Three Box Media Specialist  Bethany Moore  conducting an interview during her days as a broadcast reporter.

Three Box Media Specialist Bethany Moore conducting an interview during her days as a broadcast reporter.

In my seven years as a broadcast reporter, the most uncomfortable interviews I experienced weren’t during a crisis or from an investigative story. Those cringe-worthy moments came during ordinary interviews with company spokespeople who were unprepared. What should have been an easy interview for both the reporter and interviewee was made difficult by their nervousness and lack of polish. That’s where media training can make a big difference.   

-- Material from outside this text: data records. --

Issue #605, opened 2026-08-06
Guidance on solver choice for ElasticNet Poisson GLMs that hit `maxiter`


Akseli-Ilmanen:
## What I'm trying to do

I'm fitting per-session Poisson encoding GLMs to relate 3D kinematics and behavioural syllable labels to spike counts in a premotor/motor area in a carrion crow doing a tool-use task. The target analysis is essentially Fig. 4c–d of [Dhawale et al. 2021, *Nat Neurosci* 24:1256–1269](https://www.nature.com/articles/s41593-021-00889-3) — comparing held-out pseudo-R² across nested predictor sets (kinematics alone, behavioural label alone, both) to ask how much each feature set explains per unit.

<img width="600" height="400" alt="Image" src="https://github.com/user-attachments/assets/f1e5d689-5eeb-427c-a393-3bc3632ec70e" />

Screenshot of Fig. 4c–d of Dhawale et al. 2021

Concretely, an example session looks like:

- 25,000 bins @ 25 ms, 177 trials (each trial ~4-10s), 15-50 units
- predictors: position (3 axes), speed, head direction
- ~10 model "variants" (kinematics alone, syllable alone, kin+syl, and each kinematic signal/axis alone), all fit on one shared trial-grouped train/test split so their pseudo-R² are comparable
- `PopulationGLM` + `PoissonObservations`, ElasticNet (`l1_ratio=0.9`) like Dhawale et al. 2021, lambda chosen by `GridSearchCV` (8 lambdas × 3 folds)

Originally I binned the kinematic variables directly (stacking the sub-samples within each 25 ms bin as separate columns), similar to Dhawale et al. 2021. But after the NeMoS workshop in Barcelona, I moved to basis functions, which I much prefer conceptually:

```python
BASIS_CFG = {
    "position": {"kind": "bspline", "n": 15},   # one basis per axis
    "speed":    {"kind": "bspline", "n": 25},
    "angles":   {"kind": "cyclic",  "n": 25},   # heading, CyclicBSplineEval
}
```

## The problem: fits routinely hit `maxiter`

With `maxiter=5000`, `tol=1e-6`, `jax_enable_x64=True`, and `lambdas = np.logspace(-4, 1, 8)`:

- **8 of 8 variants** ended with the *CV-selected* fit having hit `maxiter` — so the reported coefficients and pseudo-R² were not at the optimum
- worse, because the unconverged fits still produce a CV score, the lambda **selection itself** was driven by fits that never converged
[...]

PR #622, opened 2026-09-09
Prox newton

wulfdewolf:


BalzaniEdoardo:
## Summary
This PR implements a proximal version of the Newton algorithm in response to issue #605. In particular, our `ProximalGradientDescent` was not performant on real dataset of medium size and was outperformed by C++ implementation of a coordinate ascent for elastic-net regression of glmnet. 

With this PR we propose a outer-inner loop proximal-Newton for non-smooth optimization, where in the inner loop:

- The smooth part of the loss is approximated by a quadratic Taylor expansion.
- The quadratic + non-smooth approximate loss is efficiently solved by FISTA.
- The proposed step is backtracked via Armijo within the FISTA search
- The steps are repeated until convergence. 

The proposed algorithm on data regime of issue #605 strongly outperformed glmnet.

## What's changed

**New `HessianMixin` class** that includes the hessian specific machinery, some of which previously lived under `Newton` some is new, and adds some convenience methods that both `Newton` and `ProxNewton` re-use. 

Moved machinery: `setup_hessian`, `_penalize_hessian`
New convenience methods: 
- `_resolve_linear_solver`: figures out the solver to use based on the tag.
- `_block_apply`: apply a function (linear solve or hessian-vector product) batching over vmappable dimension if needed.

**Edits to `Newton`** include moving methods to mixin, storing the unpenalized or penalized loss based on the `_proximal` tag, setting `y_diff` in the solver state forcing at least 1 iteration, extending the `_solve` signature to match that of `ProximalNewton`, added a `_converged` and `_line_search_input` method that must be re-implemented in `ProxNewton`.


**New `ProxNewton` class **.  This is the bulk of the implementation but it is not much more than gluing different pieces together of what we already had. In particular:

- `_hvp_block`: it is the pytree linear operator applying the hessian-vector product (hvp). 

- `_newton_direction`: this is the inner problem and minimizes, $\nabla f^\top (z - \beta) + \frac12 (z - \beta)^\top H (z - \beta) + P(z)$

  First, defines the unpenalized quadratic approx of the smooth part of the loss, vmapping the hvp. Then run a FISTA solve on the problem and return the proposed step.

- `_converged`: relies on the cauchy termination.

- `_line_search_inputs`: this method is remaps the inputs for the standard backtracking algorithm to  Tseng & Yun (2009) backtracking which works for losses of the form $F(z) = f(z) + P(z)$ where $f$ is the smooth part and $P$ is convex and potentially non smooth. If $d$ is the candidate direction, $a$ is the step size, the modified acceptance condition for the backtracking is:

    $$F(\beta + a \cdot d) \le F(\beta) + c \cdot a \cdot \Big[ \nabla f(\beta)^\top d + P(\beta + d) - P(\beta) \Big], \qquad c \in (0,1).$$

    However, optax's search takes three inputs — call them $v$ (`value`), $g$ (`grad`) and $\Phi$ (`value_fn`) — and internally does exactly

    $$\sigma = \langle d, g \rangle, \qquad \text{accept} \iff \Phi(\beta + a \cdot d) \le v + c \cdot a \cdot \sigma$$

    So by passing to opax the following:

    $$v = f(\beta) + P(\beta), \qquad \Phi = f + P, \qquad g = \nabla f + \frac{P(\beta+d) - P(\beta)}{\lVert d\rVert^2} \cdot d$$

    We recover exactly Tieng & Yun (2009).

- `lx.internal` instead of `optx._misc`. Replaced all the refs to `_misc` with the lineax public equivalents. 
- `BaseRegressor` ducktypes the hessian setup. based on the `_uses_hessian` flag.
- Added `penalty_fn` method to Regularizer which returns the penalty function applied to the filtered parameters.


## Question for reviewer

The descent direction is based on the assumption that the $P(z)$ non-smooth part is convex. The current backtracking it is very fast to compute, which makes it desirable. For all current regularizers $P$ is convex, so we can use this line search. 

In the future it may not work if we implement regularizers with non-convex $P$. The alternative we have in-house is to use the `fista_line_search` which is robust to non-convex `P` but is more costly. What should we do? Merge this PR as is, or already setup a mechanism for swapping line-searches based on the regularizer convexity property?

wulfdewolf (commented):
This LGTM!

In my opinion, we can hold off on adding support for swapping the linesearch till we actually have a non-convex regularizer.

PR #623, opened 2026-09-09
Classifier GLM-HMM

sjvenditto:
This PR adds a new class, `ClassifierGLMHMM`, for running the GLM-HMM on multi-class classification problems, similar to the GLM class `ClassifierGLM`.

Summary of changes:
- The `ClassifierGLMHMM` class was added in `glm_hmm/classifier_glm_hmm.py`. Similar to `ClassifierGLM`, it hardcodes the `Categorical` observation model and redefines relevant methods for label handling.
- A custom validator class `ClassifierGLMHMMValidator` class was added in `glm_hmm/validation.py` with updates to expected model parameter shapes and use of `ClassifierGLMValidator` as the internal `_glm_validator`
- the validator class parameter `n_states` was moved to the `extra_params` dictionary of `HMMValidator` to match how the `n_classes` parameter is defined in the `ClassifierGLMValidator`
- the `ClassifierMixin` class in `classifier_glm.py` was split into two classes, where methods specific to the GLM/PopulationGLM were moved into `ClassifierGLMMixin`, and model agnostic methods were kept in `ClassifierMixin`
- relevant methods in GLM-HMM's `algorithm_configs.py` have been given an additional input `is_categorical_glm` to differentiate how additional dimensions are vmaped (i.e. the categorical dimension is summed over, but the population axis is not)
- some tests in `test_glm_hmm_class_init.py` and `test_glm_hmm_validator.py` were parameterized to additionally check `ClassifierGLMHMM`
- new tests specific to `ClassifierGLMHMM` were added to `test_glm_hmm_classifier.py`


src/nemos/glm/classifier_glm.py
```diff
@@ -33,7 +33,7 @@
 
 
 class ClassifierMixin:
-    """GLM for classification."""
+    """Additional methods for classification models."""
```
BalzaniEdoardo, line 36: This class seems more general than GLM, why don't we move it one level up, in a new `_regressor_mixins.py` module?

src/nemos/glm/classifier_glm.py
BalzaniEdoardo, line 44: This mentions GLMs

src/nemos/glm_hmm/glm_hmm.py
```diff
@@ -622,6 +639,9 @@ def inverse_link_function(self, inverse_link_function: Callable):
         self._inverse_link_function = resolve_inverse_link_function(
             inverse_link_function, self._observation_model
         )
+        # if self._is_categorical_glm:
+        #     inverse_link = partial(inverse_link, axis=-2)
+        # self._inverse_link_function = inverse_link
```
BalzaniEdoardo, line 644: leftover

src/nemos/inverse_link_function_utils.py
```diff
@@ -14,18 +14,22 @@
...
+    if isinstance(func_exec, functools.partial):
+        func = func_exec.func
+    else:
+        func = func_exec
 
     @functools.wraps(func)
-    def wrapper(x):
-        return func(x)
+    def wrapper(x, **kwargs):
+        return func_exec(x, **kwargs)
```
BalzaniEdoardo, line 26: why not directly this?

```suggestion
    def wrapper(*args, **kwargs):
        return func_exec(*args, **kwargs)
```

tests/test_glm_hmm_classifier.py
```diff
@@ -0,0 +1,297 @@
...
+import jax
+import jax.numpy as jnp
+import numpy as np
+import pytest
+
+from nemos.glm import ClassifierGLM
+from nemos.glm_hmm import GLMHMM, ClassifierGLMHMM
+
+
+class TestClassifierGLMHMM:
```
BalzaniEdoardo, line 15: should we add a multiple epoch case to these tests?

BalzaniEdoardo (changes requested):
In general this is looking good. I have been playing around with the class and I found out the following open issues:

- The model cannot be re-loaded after saving

    ```python
    import nemos as nmo
    import numpy as np
    import jax.numpy as jnp
    import jax

    T = 400
    X = np.random.randn(T, 2)
    y = np.random.choice(["a", "b", "c"], T)
    model =  nmo.glm_hmm.ClassifierGLMHMM(n_states=4, n_classes=3)
    model.set_classes(y)
    params = model.initialize_params(X, y)
    model._set_model_params(model._validator.to_model_params(params))
    ysim, logp, gt_state = model.simulate(jax.random.PRNGKey(0), X)

    model.fit(X, ysim)
    model.save_params("cl_glm_hmm.npz")

    recovered = nmo.load_model("cl_glm_hmm.npz")
    ```

    results in a `KeyError` because the model is not in the model registry of the IO. `MODEL_REGISTRY` in `io.py` is hand-written and has no coverage guard, so a new regressor is silently absent rather than failing. This means we are missing an io test for it, and a metatest asserting the registry covers every concrete `BaseRegressor` subclass (derivable exactly — `ClassifierGLMHMM` is the only current miss). Everything else round-trips correctly once the entry is added, `classes_` included. Probably is worth coding a self-discovery of models in the io.py, so that the registry is auto populated.

- `compute_loss` raises

    ```python
    model = nmo.glm_hmm.ClassifierGLMHMM(n_states=4, n_classes=3).fit(X, y)
    params = (model.coef_, model.intercept_, model.scale_, model.initial_prob_, model.transition_prob_)
    model.compute_loss(params, X, y, np.zeros(T, dtype=bool))
    ```

    `BaseRegressor.compute_loss` preprocesses (`base_regressor.py:810`) and `BaseHMM._compute_loss` preprocesses again (`hmm/hmm.py:688`). That was harmless while `_preprocess_inputs` only dropped NaNs; `ClassifierMixin._preprocess_inputs` one-hots, so `y` goes `(T,)` → `(T,3)` → `(T,3,3)` and `is_population_glm` flips True. `compute_loss` is missing from both the `test_must_set_classes_before_calling` list and the label-invariance tests.

- A GLM-HMM accepts `Categorical` and dies in the vmap

    ```python
    nmo.glm_hmm.GLMHMM(n_states=2, observation_model="Categorical").fit(X, y)
    ```

    `GLM` rejects this through `_invalid_observation_types` / `_validate_observation_class` with a message pointing at `ClassifierGLM`; the GLM-HMM setter never calls it. The reverse direction is silent:

    ```python
    model = nmo.glm_hmm.ClassifierGLMHMM(n_states=2)
    model.observation_model = "Poisson"
    ```

    gives a `PoissonObservations` with `_is_categorical_glm=False`. Rather than a new check, we can reuse what `GLM` already has: set `_invalid_observation_types` on `GLMHMM` and `ClassifierGLMHMM`, and call `_validate_observation_class` from the GLM-HMM setter. No test either way.

- Any `kmeans` initializer fails on the classifier

    ```python
    model = nmo.glm_hmm.ClassifierGLMHMM(n_states=4, n_classes=3)
    model.setup(glm_params_init="kmeans")
    model.fit(X, y)
    ```

    raises `TypeError: The CategoricalObservations observation type is not supported for PopulationGLM models`. The kmeans setup builds one `PopulationGLM` per state (`glm_hmm/initialize_parameters.py:182`) with the model's own observation model, and `PopulationGLM` rejects `Categorical`. All four of `glm_params_init`, `scale_init`, `initial_proba_init` and `transition_proba_init` go through that same setup and fail identically; the same call works on `GLMHMM`. Untested, since `TestGLMHMMSetup` and the kmeans tests are GLMHMM-only.

- `dof_resid_` is wrong for the classifier

    ```python
    nmo.glm_hmm.ClassifierGLMHMM(n_states=4, n_classes=3).fit(X, y).dof_resid_
    ```

    returns `[365., 365., 365.]` — length `n_classes`, because `_estimate_resid_degrees_of_freedom` reads `coef_leaf.shape[1]` as `n_neurons` (`glm_hmm.py:881`), and it counts `X.shape[1] * n_states` coefficients, ignoring the class axis and the `n_classes - 1` simplex correction that `ClassifierGLMMixin` applies. Nothing consumes `dof_resid_` in the HMM path, so this is a wrong public attribute rather than a wrong fit.

- The base `GLMHMMValidator` dimensionality message now reads `scale must be of shape (n_classes, n_states)` — copy-paste leak .

- `ClassifierGLMHMMValidator.get_empty_params` returns `jnp.empty(n_states)` for scale, while `expected_param_dims` demands ndim 2 and `fit` produces `(n_classes, n_states)`. Harmless today since `Categorical` is in `_NO_SCALE`, but `get_empty_params` is the GroupLasso mask path, and the new `test_log_scale_shape` asserts `(N_STATES,)` for both branches, which pins the inconsistency.

- `_make_wrapper`'s `isinstance(func_exec, functools.partial)` branch has no caller (it is the one line codecov flags). It can go along with the `*args` simplification.

## Missing tests

- io: save/load round-trip for `ClassifierGLMHMM` (`TestGLMHMMSaveLoad` is GLMHMM-only), plus the registry metatest above.

- pynapple: untested. It does work — `fit`/`score`/`smooth_proba`/`filter_proba`/`decode_state` accept `TsdFrame`/`Tsd`, the last three return `TsdFrame`, `simulate` returns raw arrays as `GLMHMM` does.

- pytree `X`: untested. Also works — `fit`, `smooth_proba`, `simulate`, `initialize_params`.

    Both are invisible because `MODEL_REGISTRY` / `instantiate_base_regressor_subclass` in `conftest.py` don't know the class and `test_glm_hmm_class.py` hardcodes `{"model": "GLMHMM"}`. `ClassifierPopulationGLM` is missing from that registry too. Nothing guards it, which is the same hole as the io one.

- `test_glm_hmm_validator.py`: flipping the five `@pytest.mark.parametrize("is_classifier", [False])` classes to `[False, True]` gives 114 passing and 2 failures, both in `TestValidateConsistency`, which hardcodes GLMHMM shapes — `bad_coef` wants `(NF+1, NC, NS)` and `bad_scale` wants `(NC, NS+1)`, and both then raise as expected. `TestValidateAndCastFeatureMask` is the one worth having, since it now delegates to `ClassifierGLMValidator`.

- `test_glm_hmm_class_init.py`: `TestGLMHMMInit`, `TestGLMHMMSetup`, `TestGLMHMMCheckModelIsFit`, `TestGLMHMMSklearnClone` are not parametrized over the classifier. `clone`, `set_params(n_states=, n_classes=)` and `repr` are all correct by hand, but the `_set_n_states`-before-`n_classes` ordering in `__init__` is matters (the `n_classes` setter reaches `_get_validator_extra_params`, which needs `_n_states`).

- `_preprocess_inputs` moved above the initialization block in `fit`, so the initializers now get the NaN-filtered data instead of the raw input. The classifier needs this, because that call is also where `y` gets one-hot encoded — under the old order its initialization fails with a broadcast error. But it changes plain `GLMHMM` too: the default initializers return different values under the two orders, and only `update` has NaN tests. One assertion covers it — `fit(X_with_nan_rows, y)` must give exactly the same result as `fit(X[k:], y[k:])`, which it now does.

- Solvers: `Newton`, `ProximalGradient`+Lasso and `GroupLasso` all run with `ClassifierGLMHMM`, none is tested. `_hess_leaf_claims` sits on `ClassifierMixin` now and is reachable through Newton.

- `is_categorical_glm=True` never appears in an `algorithm_configs` unit test — every call site in the diff passes `False`, so the new axis arithmetic is only exercised end-to-end. `state_axes = 3` is unreachable without a `ClassifierPopulationGLMHMM`, so `1 + True + True` is dead arithmetic worth a note.

PR #624, opened 2026-09-14
Associative Forward-Backward and Max-Sum

BalzaniEdoardo:
## Summary

In this PR the forward-backward and max-sum algorithms are fully parallelized via associative scan.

At Three Box, the media training we teach our clients is simple. We explain what reporters do and how they work, introduce the interview process, brainstorm potential questions and host a mock interview. We provide clients information to put them at ease and prepare them for interviews. Here’s a preview of our media training service.

Understanding Reporters

As a former reporter, I find that this step is crucial. We explain what reporters are (insightful and observant) and what they are not (your friend or enemy). By examining reporters, we can eliminate some of the natural fear of an interview, while also providing a healthy dose of skepticism. Reporters are there to do a job – interviewees need to understand and respect that.

The Interview Process

Why are they asking that question? What’s b-roll? Should I say, “no comment”? These are some of the questions we go over in this section of training. We want you to feel comfortable with the set up and requests the reporter might have. This is where we go over the materials and skills needed for a successful interview (ex. key messaging, bridging, researching the reporter and media outlet).

Potential Questions

Here, we can tackle the areas where you or your company may have weaknesses, while also building up areas to highlight. Difficult questions are always tricky to maneuver, but through media training and prepared messaging, we can be ready for them.

Mock Interview

This portion of our process can be uncomfortable, but it’s critical to training. We do a 10-minute, on-camera interview, where we go through a range of questions – from the plausible to the bizarre. Again, reporters are inquisitive, and you might get a strange question or two. After the mock interview, we’ll send you the interview footage to study, along with our notes on areas for improvement.

After media training, clients are equipped to represent their company on-camera as well as they do when it’s off.